Collected data entries:
=-=-=-=-=

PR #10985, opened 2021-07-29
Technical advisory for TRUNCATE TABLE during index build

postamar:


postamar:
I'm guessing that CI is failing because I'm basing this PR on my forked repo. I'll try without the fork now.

=-=-=-=-=

EXERCISE GOAL :: An exact copy of the data is needed.

YOUR SOLUTION ::
PR #10985, opened 2021-07-29
Technical advisory for TRUNCATE TABLE during index build

postamar:


postamar:
I'm guessing that CI is failing because I'm basing this PR on my forked repo. I'll try without the fork now.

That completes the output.